§ **Work instruction**
Produce as output only the lines below starting at the line with "for each CVE provide" and continuing through the line with "risk score (default)", each one exactly as written.

§ **Exercise data**
PR #2587, opened 2025-04-09
Add risk score to results and sort by risk by default

### LINKED ISSUE #1511: Show indication of known exploited vulnerabilities (from CISA)

### LINKED ISSUE #1973: Add EPSS metrics to grype results
for each CVE provide also the epss score based on this - https://www.first.org/epss/
**Why is this needed**:
calculate better the risk for each CVE
**Additional context**:

wagoodman:
Screenshot 2025-04-30 at 9 17 57 AM

This adds a new `risk` metric to the grype results, allowing us to show prioritized vulnerability mathces in a way that helps users remediate the most "important" vulnerabilities first. 

The new `risk` metric is defined as `risk ~= threat * severity`, where:
- `threat` is the EPSS score for the CVE matched with (between 0-1), or if present on the KEV  list, then boosted by 5% (10% if the vulnerability is being used in ransomeware)
- `severity` is the average CVSS base score + string severity on the vulnerability record (scaled to between 0-1)
- the entire result is scaled to be a result from 0-100

**Grype results, regardless of the format, will be sorted by highest-risk-first by default**. Also the raw risk value will be added to the table and json output formats.

A new `--sort-by <value>` flag is being added with the following available options:

- `severity`: sort by severity
- `epss`: sort by EPSS percentile (aka, "threat")
- `risk`: sort by risk score (default)
- `kev`: just like risk, except that KEV entries are always above non-KEV entries
- `package`: sort by package name, version, type
- `vulnerability`: sort by vulnerability ID

Further adjustments have been made to the table output to help users with remediation:

- **add a new EPSS percentile column**: teams typically need to balance risk tolerance and budget when choosing how many vulnerabilities to remediate from the full set of results. The [EPSS documentation](https://www.first.org/epss/model) illustrates that selecting EPSS percentile cutoff could be a good way to maximize coverage and minimize effort relative to your teams needs. Exposing this raw metric makes following this advise much easier.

§ **Result for this exercise**
for each CVE provide also the epss score based on this - https://www.first.org/epss/
**Why is this needed**:
calculate better the risk for each CVE
**Additional context**:

wagoodman:
Screenshot 2025-04-30 at 9 17 57 AM

This adds a new `risk` metric to the grype results, allowing us to show prioritized vulnerability mathces in a way that helps users remediate the most "important" vulnerabilities first. 

The new `risk` metric is defined as `risk ~= threat * severity`, where:
- `threat` is the EPSS score for the CVE matched with (between 0-1), or if present on the KEV  list, then boosted by 5% (10% if the vulnerability is being used in ransomeware)
- `severity` is the average CVSS base score + string severity on the vulnerability record (scaled to between 0-1)
- the entire result is scaled to be a result from 0-100

**Grype results, regardless of the format, will be sorted by highest-risk-first by default**. Also the raw risk value will be added to the table and json output formats.

A new `--sort-by <value>` flag is being added with the following available options:

- `severity`: sort by severity
- `epss`: sort by EPSS percentile (aka, "threat")
- `risk`: sort by risk score (default)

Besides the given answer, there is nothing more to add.